Every record that follows should be written out again without any change.
Records to process: Begin
PR #69, opened 2024-11-25
Add a color parse function consuming a string prefix

### LINKED ISSUE #60: Parsing may want to indicate how much of the string was consumed
This is useful when we're calling this from another parser, like in svgtypes.

tomcur:
The unparsed remainder of the string is indicated in the return value.

Resolves #60.

The existing function `parse_color` now returns
`ParseError::ExpectedEndOfString` if there are trailing characters. Some choices could be made differently:

- For `#f00fa` the error `ParseError::WrongNumberOfHexDigits` is returned. It could instead parse as `#f00f` with trailing `a`. The current implementation is consistent with parsing `ident` to the longest string and then checking for matches.
- This drops `ParseError::InvalidHexDigit`, as it is ambiguous whether the character was intended as a hex digit or is the start of the trailing string. `#fffffftr` is parsed as `#ffffff` with trailing `tr`. This causes a slightly worse error for the full-string-consuming `parse_color`, namely `ParseError::ExpectedEndOfString`. We could have `parse_color` still return `ParseError::InvalidHexDigit` for that case, but then the two functions have slightly different parsing behavior, which is not ideal (the prefix parse might succeed, whereas the full parse fails with an error different than `ExpectedEndOfString`).

### DIFF
--- a/color/src/parse.rs
+++ b/color/src/parse.rs
@@ -39,8 +39,8 @@ pub enum ParseError {
     ExpectedColorSpaceIdentifier,
     /// Expected comma
     ExpectedComma,
-    /// Invalid hex digit
-    InvalidHexDigit,
+    /// Expected end of string
+    ExpectedEndOfString,
     /// Wrong number of hex digits
     WrongNumberOfHexDigits,
 }
@@ -61,7 +61,7 @@ impl fmt::Display for ParseError {
             Self::ExpectedClosingParenthesis => "expected closing parenthesis",
             Self::ExpectedColorSpaceIdentifier => "expected color space identifier",
             Self::ExpectedComma => "expected comma",
-            Self::InvalidHexDigit => "invalid hex digit",
+            Self::ExpectedEndOfString => "expected end of string",
             Self::WrongNumberOfHexDigits => "wrong number of hex digits",
         };
         f.write_str(msg)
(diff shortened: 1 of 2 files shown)


color/src/parse.rs
```diff
@@ -451,21 +451,24 @@ impl<'a> Parser<'a> {
...
+///
+/// Returns the byte offset of the unparsed remainder of the string and the parsed color. See also
+/// [`parse_color`].
 ///
 /// # Errors
 ///
 /// Tries to return a suitable error for any invalid string, but may be
 /// a little lax on some details.
-pub fn parse_color(s: &str) -> Result<DynamicColor, ParseError> {
+pub fn parse_color_with_remainder(s: &str) -> Result<(usize, DynamicColor), ParseError> {
```
tomcur, line 463: Or `fn parse_color_prefix`, or another name.

color/src/parse.rs
```diff
@@ -482,43 +485,70 @@ pub fn parse_color(s: &str) -> Result<DynamicColor, ParseError> {
...
+        if let Ok(h) = hex_from_ascii_byte(hex_str.as_bytes()[i]) {
+            hex[i] = h;
+            i += 1;
+        } else {
+            break;
+        }
     }
-    Ok(four_bit_channels)
+
+    let four_bit_channels = match i {
```
DJMcNab, line 533: Can this use slice destructuring matching? I.e.
```
match &hex[..i] {
    [r, g, b] => [r, r, g, g, b, b, 15, 15],
// ...
    _ if hex.len() == 8 => hex,
 _ => return Err(...)
}
```

DJMcNab (commented):
We should link to the relevant spec sections, especially regarding the handling of trailing items after `#rrggbbaa`.

color/src/parse.rs
tomcur: I don't think we can:

```
533 |     let four_bit_channels = match &hex[..i] {
    |                                       ^^^^^
    |
    = note: calls in constant functions are limited to constant functions, tuple structs and tuple variants
```

tomcur: (This function doesn't _have_ to be const, it just was, and I've kept it that way.)

tomcur:
> We should link to the relevant spec sections, especially regarding the handling of trailing items after `#rrggbbaa`.

I'm not aware of an authoritative source on this, it's possible one exists, or perhaps there's prior art we can follow.

color/src/parse.rs
DJMcNab: :(

DJMcNab:
Hmm. I presumed that the css specs would specify this. I can't imagine that e.g. `border: #ffff00ff10px solid`  would be valid for a 10 pixel border. Although admittedly, I've not tried it.

color/src/parse.rs
raphlinus: I like the shorter name, I think it's clear enough.

color/src/parse.rs
raphlinus: Yeah, unfortunately this code is not as nice as it could be because of const. I do think that's nice to have though.

color/src/parse.rs
```diff
@@ -482,43 +485,70 @@ pub fn parse_color(s: &str) -> Result<DynamicColor, ParseError> {
...
+/// [`ExpectedEndOfString`](ParseError::ExpectedEndOfString) parse error. See also
+/// [`parse_color_with_remainder`].
+///
+/// # Errors
+///
+/// Tries to return a suitable error for any invalid string, but may be
+/// a little lax on some details.
+pub fn parse_color(s: &str) -> Result<DynamicColor, ParseError> {
+    let (ix, color) = parse_color_with_remainder(s)?;
+
```
raphlinus, line 508: I think it would be nice to skip trailing whitespace.

Of course, there's the related question of whether we should also skip leading whitespace. Currently we don't, but that would be easy enough.

raphlinus (approved):
I think this meets the requirements, some suggestions inline.

I continue to wonder whether `parse_color` should be a `FromStr` impl. Obviously the prefix version can't be.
Records to process: End
### Your response
PR #69, opened 2024-11-25
Add a color parse function consuming a string prefix

### LINKED ISSUE #60: Parsing may want to indicate how much of the string was consumed
This is useful when we're calling this from another parser, like in svgtypes.

tomcur:
The unparsed remainder of the string is indicated in the return value.

Resolves #60.

The existing function `parse_color` now returns
`ParseError::ExpectedEndOfString` if there are trailing characters. Some choices could be made differently:

- For `#f00fa` the error `ParseError::WrongNumberOfHexDigits` is returned. It could instead parse as `#f00f` with trailing `a`. The current implementation is consistent with parsing `ident` to the longest string and then checking for matches.
- This drops `ParseError::InvalidHexDigit`, as it is ambiguous whether the character was intended as a hex digit or is the start of the trailing string. `#fffffftr` is parsed as `#ffffff` with trailing `tr`. This causes a slightly worse error for the full-string-consuming `parse_color`, namely `ParseError::ExpectedEndOfString`. We could have `parse_color` still return `ParseError::InvalidHexDigit` for that case, but then the two functions have slightly different parsing behavior, which is not ideal (the prefix parse might succeed, whereas the full parse fails with an error different than `ExpectedEndOfString`).

### DIFF
--- a/color/src/parse.rs
+++ b/color/src/parse.rs
@@ -39,8 +39,8 @@ pub enum ParseError {
     ExpectedColorSpaceIdentifier,
     /// Expected comma
     ExpectedComma,
-    /// Invalid hex digit
-    InvalidHexDigit,
+    /// Expected end of string
+    ExpectedEndOfString,
     /// Wrong number of hex digits
     WrongNumberOfHexDigits,
 }
@@ -61,7 +61,7 @@ impl fmt::Display for ParseError {
             Self::ExpectedClosingParenthesis => "expected closing parenthesis",
             Self::ExpectedColorSpaceIdentifier => "expected color space identifier",
             Self::ExpectedComma => "expected comma",
-            Self::InvalidHexDigit => "invalid hex digit",
+            Self::ExpectedEndOfString => "expected end of string",
             Self::WrongNumberOfHexDigits => "wrong number of hex digits",
         };
         f.write_str(msg)
(diff shortened: 1 of 2 files shown)


color/src/parse.rs
```diff
@@ -451,21 +451,24 @@ impl<'a> Parser<'a> {
...
+///
+/// Returns the byte offset of the unparsed remainder of the string and the parsed color. See also
+/// [`parse_color`].
 ///
 /// # Errors
 ///
 /// Tries to return a suitable error for any invalid string, but may be
 /// a little lax on some details.
-pub fn parse_color(s: &str) -> Result<DynamicColor, ParseError> {
+pub fn parse_color_with_remainder(s: &str) -> Result<(usize, DynamicColor), ParseError> {
```
tomcur, line 463: Or `fn parse_color_prefix`, or another name.

color/src/parse.rs
```diff
@@ -482,43 +485,70 @@ pub fn parse_color(s: &str) -> Result<DynamicColor, ParseError> {
...
+        if let Ok(h) = hex_from_ascii_byte(hex_str.as_bytes()[i]) {
+            hex[i] = h;
+            i += 1;
+        } else {
+            break;
+        }
     }
-    Ok(four_bit_channels)
+
+    let four_bit_channels = match i {
```
DJMcNab, line 533: Can this use slice destructuring matching? I.e.
```
match &hex[..i] {
    [r, g, b] => [r, r, g, g, b, b, 15, 15],
// ...
    _ if hex.len() == 8 => hex,
 _ => return Err(...)
}
```

DJMcNab (commented):
We should link to the relevant spec sections, especially regarding the handling of trailing items after `#rrggbbaa`.

color/src/parse.rs
tomcur: I don't think we can:

```
533 |     let four_bit_channels = match &hex[..i] {
    |                                       ^^^^^
    |
    = note: calls in constant functions are limited to constant functions, tuple structs and tuple variants
```

tomcur: (This function doesn't _have_ to be const, it just was, and I've kept it that way.)

tomcur:
> We should link to the relevant spec sections, especially regarding the handling of trailing items after `#rrggbbaa`.

I'm not aware of an authoritative source on this, it's possible one exists, or perhaps there's prior art we can follow.

color/src/parse.rs
DJMcNab: :(

DJMcNab:
Hmm. I presumed that the css specs would specify this. I can't imagine that e.g. `border: #ffff00ff10px solid`  would be valid for a 10 pixel border. Although admittedly, I've not tried it.

color/src/parse.rs
raphlinus: I like the shorter name, I think it's clear enough.

color/src/parse.rs
raphlinus: Yeah, unfortunately this code is not as nice as it could be because of const. I do think that's nice to have though.

color/src/parse.rs
```diff
@@ -482,43 +485,70 @@ pub fn parse_color(s: &str) -> Result<DynamicColor, ParseError> {
...
+/// [`ExpectedEndOfString`](ParseError::ExpectedEndOfString) parse error. See also
+/// [`parse_color_with_remainder`].
+///
+/// # Errors
+///
+/// Tries to return a suitable error for any invalid string, but may be
+/// a little lax on some details.
+pub fn parse_color(s: &str) -> Result<DynamicColor, ParseError> {
+    let (ix, color) = parse_color_with_remainder(s)?;
+
```
raphlinus, line 508: I think it would be nice to skip trailing whitespace.

Of course, there's the related question of whether we should also skip leading whitespace. Currently we don't, but that would be easy enough.

raphlinus (approved):
I think this meets the requirements, some suggestions inline.

I continue to wonder whether `parse_color` should be a `FromStr` impl. Obviously the prefix version can't be.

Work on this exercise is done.